- Problem statement -
Search the data for the word "variantEntryId" and copy every line that contains it.

- Records to process -
——
PR #5349, opened 2026-07-01
Feat/wb ab testing

SvenAlHamad:
Summary

Adds end-to-end A/B testing to the Website Builder: editors define an experiment on a page, create full-page variants, set a traffic split, activate/deactivate, and edit each variant on the normal editor canvas. Variants are served server-side by the SDK with deterministic bucketing, a stable split, an instant kill-switch, and a provider seam for an exposure event (PostHog wiring is a follow-up). Built into core (not an extension).

---
1. Storage & serving mechanics

Data model — two private Headless CMS models (never in the page's revision timeline):
- wbyWbExperiment — belongs to a page (pageEntryId, baselineRevisionId), holds status (draft → running → stopped), name, trafficSplit ({ control, variants: { <variantEntryId>: weight } }), targeting, analytics, timestamps, winningVariantId.
- wbyWbVariant — belongs to an experiment; a full page-like content snapshot (properties/elements/bindings/metadata/extensions) copied from the baseline, with its own draft/ready status.

Approval / governance — variants never serve unpublished. Serving reads published experiment/variant content by entryId; a PageAfterPublish handler cascades a publish to the page's running experiment + ready variants, so the page's existing approval workflow is the single gate.

How a variant is chosen (per request, in the SDK) — getPageWithExperiment(path):
1. Fetch the control page + the active experiment for the path (cached per path). No running experiment → control.
2. Kill-switch: an uncached getExperimentPaused check — a paused experiment instantly reverts to control (content stays cached).
3. Resolve a visitor context (visitor id from cookie, country from CDN geo headers, device from UA).
4. Bucketing (assignVariant): targeting gate → inclusion gate (hash(visitorId:experimentId:inclusion) vs trafficPercentage) → weighted pick over control + ready variants using cyrb53(visitorId:experimentId).
5. Overlay the chosen variant's content onto the control; forced ?wb-variant=<entryId> bypasses bucketing for QA.

Persistence & stickiness — no assignment is stored. Only a wb_ab_vid cookie (random UUID, 1-year, no PII, set in middleware) is persisted; the same visitor id always hashes to the same bucket, so assignment is sticky and stateless.

Split correctness — cyrb53 is uniform across visitor ids, so weight configured split; inclusion and bucket selection use independenthash seeds.

Caching — reads cache and key only on path / variant id, never on visitor id, so the CDN cache stays shareable; only the kill-switch read is no-store.

Permissions — experiments/variants have no separate permission entities; every read/write/publish/delete checks the corresponding wb.page action. The read-only frontend key (wb.page:r / $wb.readonly) can serve and preview them
                                                                                                                                                                  ---
2. SDK changes (website-builder-sdk / -react / -nextjs)                                                                                                           
- ContentSdk exposes getPageExperiment, getVariantContent, getExperimentPaused, and a bound getPageWithExperiment(path, options) — bucketing, targeting, overlay, exposure, caching, and the kill-switch are all encapsulated. optiones the forced-variant id) or an explicit forcedVariantId, plusvisitor overrides.
- Kill-switch added: getExperimentPaused on IDataProvider/DefaultDaRIMENT_PAUSED query + a noStore path on ApiClient.query;getPageWithExperiment reverts to control for a non-running or paused experiment.
- @webiny/website-builder-react re-exports the experiment surface (eVisitorContext, assignVariant, analytics-provider registration,FORCED_VARIANT_PARAM, DEFAULT_VISITOR_COOKIE, and all experiment types).
- @webiny/website-builder-nextjs ships a middleware helper at @webidleware (createWebsiteBuilderMiddleware + default middleware/config)handling preview/draft mode and the wb_ab_vid cookie.

---
3. Implementing the SDK in a frontend (to test this PR)

▎ These packages are unpublished on the branch, so link/build them n link the four @webiny/website-builder-* packages, or point the appat the built dist). The demo app in this workspace is already refactored to the shape below.

middleware.ts
export { middleware, config } from "@webiny/website-builder-nextjs/

app/[[...slug]]/page.tsx — the whole A/B path is one call:
import { contentSdk } from "@webiny/website-builder-nextjs";
import { initializeContentSdk, getTenant } from "@/src/contentSdk";

const { isEnabled: isPreview } = await draftMode();
initializeContentSdk({ preview: isPreview, tenantId: await getTenant() });

const { page } = await contentSdk.getPageWithExperiment(path, { searchParams: search });
return <DocumentRenderer document={page} />;

Verify:
1. In Admin, open a page → Experiments → create one with two variants and a split → edit each variant on the canvas → Activate → publish the page.
2. Split/stickiness: load the page across several fresh sessions (cn tracks the weights; within one session it stays put.
3. Forced preview: ?wb-variant=<variantEntryId> renders that variant (uncached, QA only).
4. Kill-switch: pause the experiment → the page reverts to control

---
Known limitations / follow-ups

- Exposure event not emitted yet — the provider seam exists; wiring the PostHog exposure call is the next step.
- Draft-variant "preview in a new tab" stays app-side (reads an unph public serving deliberately doesn't expose).
- Variant add/remove is locked when editing an existing experiment; no analytics/results UI yet.
- Feature should be only available behind a feature flag, later this should be behind a WCP license


packages/api-website-builder/src/features/experiments/ExperimentPause/ExperimentPauseUseCases.ts
Pavel910, line 1: Split this file into separate files per use-case. 1 file per class.

packages/api-website-builder/src/features/experiments/GetActiveExperimentForPath/abstractions.ts
```diff
@@ -0,0 +1,68 @@
...
+    );
+
+export namespace GetActiveExperimentForPathRepository {
+    export type Interface = IGetActiveExperimentForPathRepository;
+}
+
+// Use case.
+
+export interface IGetActiveExperimentForPathUseCase {
+    execute(path: string): Promise<Result<ActiveExperimentForPath | null, UseCaseError>>;
```
Pavel910: Use cases should not return `null`. If a record is not found, it should return a `Result.fail(new PageNotFoundError())`. So, the general rule of thumbs is: use case returns a record or fails. Example: `packages/api-website-builder/src/features/pages/GetPageById/abstractions.ts:38`

packages/api-website-builder/src/features/experiments/GetActiveExperimentForPath/abstractions.ts
```diff
@@ -0,0 +1,68 @@
...
+    pageEntryId: string;
+    path: string;
+}
+
+// Repository: reads the published, running experiment for a page.
+
+export interface IGetActiveExperimentForPathRepository {
+    getPublishedRunningExperiment(
+        pageEntryId: string
+    ): Promise<Result<WbExperiment | null, ExperimentPersistenceError>>;
```
Pavel910: Same as use cases, either it finds a WbExperiment, or fails with `Result.fail()`. Example: `packages/api-website-builder/src/features/pages/GetPageById/abstractions.ts:14`

packages/api-website-builder/src/features/experiments/GetActiveExperimentForPath/abstractions.ts
```diff
@@ -0,0 +1,68 @@
...
+    experiment: WbExperiment;
+    revisionId: string;
+    pageEntryId: string;
+    path: string;
+}
+
+// Repository: reads the published, running experiment for a page.
+
+export interface IGetActiveExperimentForPathRepository {
+    getPublishedRunningExperiment(
```
Pavel910: The one and only public method should be called `execute`.

packages/api-website-builder/src/features/experiments/GetActiveExperimentForPath/GetActiveExperimentForPathUseCase.ts
```diff
@@ -0,0 +1,56 @@
...
+        }
+        const experiment = experimentResult.value;
+        if (!experiment) {
+            return Result.ok(null);
+        }
+
+        // Honour the instant kill-switch: a paused experiment serves the control.
+        const pausedResult = await this.isPaused.execute(experiment.entryId);
+        if (pausedResult.isOk() && pausedResult.value) {
+            return Result.ok(null);
```
Pavel910: Create a proper error class for paused experiments, and return as `Result.fail(new ExperimentIsPausedError())`, for example.

packages/api-website-builder/src/index.ts
```diff
@@ -102,6 +134,25 @@ const createContext = () => {
...
+            DeleteExperimentFeature.register(container);
+            GraduateVariantFeature.register(container);
+            GetActiveExperimentForPathFeature.register(container);
+            EndExperimentOnPublishFeature.register(container);
+            ExperimentPauseFeature.register(container);
+            CreateVariantFeature.register(container);
+            UpdateVariantFeature.register(container);
+            DeleteVariantFeature.register(container);
+            GetVariantByIdFeature.register(container);
+            ListVariantsFeature.register(container);
```
Pavel910: Instead of registering individual features, create a top level feature, like `ExperimentFeature`, and `VariantFeature` in their respective feature root folders (e.g., `features/experiments/feature.ts`). Then register only those 2 top level features here.

Pavel910 (changes requested):
I've reviewed the api-* part of the PR. In general the only important thing to change is that we never return `null` from use cases. It's a general rule - use cases either return a record, or throw an error. The errors are nicely typed, and can be easily used for flow control. Adding more edge cases is easy, you simply add more error types.

packages/api-website-builder/src/domain/experiment/experiment.model.ts
```diff
@@ -0,0 +1,43 @@
+import { ModelFactory } from "@webiny/api-headless-cms/features/modelBuilder/index.js";
+
+export const EXPERIMENT_MODEL_ID = process.env.WEBINY_API_LEGACY_MODELS
```
brunozoric: What is this? This is a new model, there is no legacy model.
Just use `wbyWbExperiment`.

SvenAlHamad:
(c/p from my Claude Code :) )
Thanks Pavel — all addressed in 8d3f9a85e3:
 - No null from use cases/repositories: GetActiveExperimentForPath and GetActiveExperimentForRevision now return a record or Result.fail(...). Added NoActiveExperimentError and ExperimentPausedError; the two "get active" repositories fail with NoActiveExperimentError instead of Result.ok(null).
 - execute naming: renamed the repository method to execute.
 - Paused error class: the use case now returns Result.fail(new ExperimentPausedError(...)).
 - Split file: ExperimentPause is now one file per use case (Pause/Resume/IsPaused).
 - Top-level features: added ExperimentFeature and VariantFeature; index.ts registers only those two.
——
- Task result -
- wbyWbExperiment — belongs to a page (pageEntryId, baselineRevisionId), holds status (draft → running → stopped), name, trafficSplit ({ control, variants: { <variantEntryId>: weight } }), targeting, analytics, timestamps, winningVariantId.
3. Forced preview: ?wb-variant=<variantEntryId> renders that variant (uncached, QA only).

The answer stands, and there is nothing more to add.